Saúde

O Fim do Médico?

Uma paciente japonesa foi diagnostica com leucemia mieloide aguda, um tipo de câncer do sangue caracterizado pelo rápido crescimento de células de defesa. A paciente recebeu quimioterapia em um hospital ligado a Universidade de Tóquio, no entanto sua recuperação estava lenta demais. Os médicos recorreram ao Watson. Watson é um sistema de inteligência artificial desenvolvido pela IBM. Ele tem a disposição toda informação científica disponível, além de poder ser alimentado com protocolos clínicos das instituições médicas e dados genéticos dos pacientes.

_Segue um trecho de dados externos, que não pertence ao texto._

PR #1683, opened 2020-06-26
allow convert_to_coco_dict for custom dataset without annotations

### LINKED ISSUE #1684: (coco-style) Inference fails for custom dataset without annotations
When testing for a custom dataset without annotations, it would fail to convert to coco dict.

wangg12:
Fix #1684 . Allowing inference when annotations are not available for custom datasets.

### DIFF
--- a/detectron2/data/datasets/coco.py
+++ b/detectron2/data/datasets/coco.py
@@ -318,7 +318,7 @@ def convert_to_coco_dict(dataset_name):
         }
         coco_images.append(coco_image)
 
-        anns_per_image = image_dict["annotations"]
+        anns_per_image = image_dict.get("annotations", [])
         for annotation in anns_per_image:
             # create a new dict with only COCO fields
             coco_annotation = {}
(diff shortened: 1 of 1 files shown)


wangg12:
Fix #1684

ppwwyyxx:
Please describe the problem first. Currently, the issue is empty.

wangg12:
I think the issue already describes the problem clearly:)

ppwwyyxx:
An easier solution is to let `convert_to_coco_json` support dataset without annotations (instead of throwing an error). That should be doable with <5 lines.

wangg12:
Maybe using
```
anns_per_image = image_dict.get("annotations", [])
```
in https://github.com/facebookresearch/detectron2/blob/master/detectron2/data/datasets/coco.py#L321.
I'm not sure if this is sufficient.

wangg12:
I tested this, it works for me by just changing one line.

ppwwyyxx:
Not sure whether https://github.com/facebookresearch/detectron2/blob/e45cd680d52569494ea2110fbd2ec3d6b48a5af9/detectron2/data/datasets/coco.py#L398 needs to be changed as well, given this line in evaluator:
https://github.com/facebookresearch/detectron2/blob/e45cd680d52569494ea2110fbd2ec3d6b48a5af9/detectron2/evaluation/coco_evaluation.py#L86

wangg12:
By doing this, the evaluation will still be performed. But got all nan results.

wangg12:
Now it should be fine. If there are no annotations at all, the converted coco json file will not contain `"annotations"`.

Os médicos japoneses alimentaram o sistema com dados genéticos da paciente e em dez minutos Watson fez o diagnóstico de uma mutação relacionada a um tipo específico de leucemia. A quimioterapia foi modificada e a paciente evoluiu de forma satisfatória. Não que os médicos não pudessem chegar ao mesmo diagnóstico, mas provavelmente demorariam duas semanas para isso.

Em 2006, Anne Wojcicki, ex-mulher de Sergey Brin, co-fundador do Google, fundou a 23andMe. O lançamento de seu teste genético foi em alto estilo durante o fórum econômico mundial em Davos na Suíça. Bono Voz, vocalista do U2, foi visto cuspindo no kit de obtenção de saliva para obter seus dados genéticos e descobrir a predisposição para mais de 90 doenças. Em 2008, a revista Time, definiu esse produto como o “produto do ano”. Entretanto o FDA, colocou um freio nisso tudo, apesar de recentemente ter voltado a liberar o teste para 10 doenças.

Big Data, nanotecnologia, genética, aplicativos, telemedicina, biologia sintética e robôs são alguns dos exemplos de como a tecnologia tem ajudado no cuidado com a saúde. Seria o fim dos médicos? Provavelmente não. No entanto, seria sim o fim da medicina da forma que estamos acostumados. Talvez não somente fazendo as mesmas coisas de forma melhor mas provavelmente fazendo novas coisas de forma que as antigas possam parecer obsoletas.